(Stored data entries)
Start of Block
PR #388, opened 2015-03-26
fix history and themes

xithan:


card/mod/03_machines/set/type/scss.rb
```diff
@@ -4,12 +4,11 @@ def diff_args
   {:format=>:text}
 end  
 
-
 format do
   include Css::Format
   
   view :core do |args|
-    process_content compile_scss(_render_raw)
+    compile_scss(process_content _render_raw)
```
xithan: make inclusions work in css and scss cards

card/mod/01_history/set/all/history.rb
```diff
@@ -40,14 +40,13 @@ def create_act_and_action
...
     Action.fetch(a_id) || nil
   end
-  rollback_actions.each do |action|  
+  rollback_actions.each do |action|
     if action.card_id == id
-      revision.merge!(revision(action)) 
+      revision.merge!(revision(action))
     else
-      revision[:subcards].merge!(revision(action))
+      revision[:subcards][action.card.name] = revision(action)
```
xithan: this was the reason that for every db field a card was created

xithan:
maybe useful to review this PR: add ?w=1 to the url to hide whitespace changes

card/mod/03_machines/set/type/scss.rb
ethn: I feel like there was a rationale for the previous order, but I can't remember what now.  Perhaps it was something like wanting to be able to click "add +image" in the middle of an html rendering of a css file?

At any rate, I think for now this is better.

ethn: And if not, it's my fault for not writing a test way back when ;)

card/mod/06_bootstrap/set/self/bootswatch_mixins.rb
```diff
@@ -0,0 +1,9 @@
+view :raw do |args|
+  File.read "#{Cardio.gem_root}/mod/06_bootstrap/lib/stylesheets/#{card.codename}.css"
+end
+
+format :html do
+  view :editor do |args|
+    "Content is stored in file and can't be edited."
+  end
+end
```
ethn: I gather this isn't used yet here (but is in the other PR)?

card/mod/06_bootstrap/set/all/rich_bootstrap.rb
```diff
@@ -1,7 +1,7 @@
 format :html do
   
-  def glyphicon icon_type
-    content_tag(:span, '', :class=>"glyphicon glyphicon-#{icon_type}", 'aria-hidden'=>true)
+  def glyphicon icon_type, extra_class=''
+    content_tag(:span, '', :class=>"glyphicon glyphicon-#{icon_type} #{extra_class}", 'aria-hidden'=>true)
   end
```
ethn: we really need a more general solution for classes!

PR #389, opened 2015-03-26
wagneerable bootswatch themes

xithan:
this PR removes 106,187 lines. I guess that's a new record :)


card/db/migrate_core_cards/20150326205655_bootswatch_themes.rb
End of Block
_Exercise directions_
Could you reproduce the data above exactly as given?

_Result of the task_
PR #388, opened 2015-03-26
fix history and themes

xithan:


card/mod/03_machines/set/type/scss.rb
```diff
@@ -4,12 +4,11 @@ def diff_args
   {:format=>:text}
 end  
 
-
 format do
   include Css::Format
   
   view :core do |args|
-    process_content compile_scss(_render_raw)
+    compile_scss(process_content _render_raw)
```
xithan: make inclusions work in css and scss cards

card/mod/01_history/set/all/history.rb
```diff
@@ -40,14 +40,13 @@ def create_act_and_action
...
     Action.fetch(a_id) || nil
   end
-  rollback_actions.each do |action|  
+  rollback_actions.each do |action|
     if action.card_id == id
-      revision.merge!(revision(action)) 
+      revision.merge!(revision(action))
     else
-      revision[:subcards].merge!(revision(action))
+      revision[:subcards][action.card.name] = revision(action)
```
xithan: this was the reason that for every db field a card was created

xithan:
maybe useful to review this PR: add ?w=1 to the url to hide whitespace changes

card/mod/03_machines/set/type/scss.rb
ethn: I feel like there was a rationale for the previous order, but I can't remember what now.  Perhaps it was something like wanting to be able to click "add +image" in the middle of an html rendering of a css file?

At any rate, I think for now this is better.

ethn: And if not, it's my fault for not writing a test way back when ;)

card/mod/06_bootstrap/set/self/bootswatch_mixins.rb
```diff
@@ -0,0 +1,9 @@
+view :raw do |args|
+  File.read "#{Cardio.gem_root}/mod/06_bootstrap/lib/stylesheets/#{card.codename}.css"
+end
+
+format :html do
+  view :editor do |args|
+    "Content is stored in file and can't be edited."
+  end
+end
```
ethn: I gather this isn't used yet here (but is in the other PR)?

card/mod/06_bootstrap/set/all/rich_bootstrap.rb
```diff
@@ -1,7 +1,7 @@
 format :html do
   
-  def glyphicon icon_type
-    content_tag(:span, '', :class=>"glyphicon glyphicon-#{icon_type}", 'aria-hidden'=>true)
+  def glyphicon icon_type, extra_class=''
+    content_tag(:span, '', :class=>"glyphicon glyphicon-#{icon_type} #{extra_class}", 'aria-hidden'=>true)
   end
```
ethn: we really need a more general solution for classes!

PR #389, opened 2015-03-26
wagneerable bootswatch themes

xithan:
this PR removes 106,187 lines. I guess that's a new record :)


card/db/migrate_core_cards/20150326205655_bootswatch_themes.rb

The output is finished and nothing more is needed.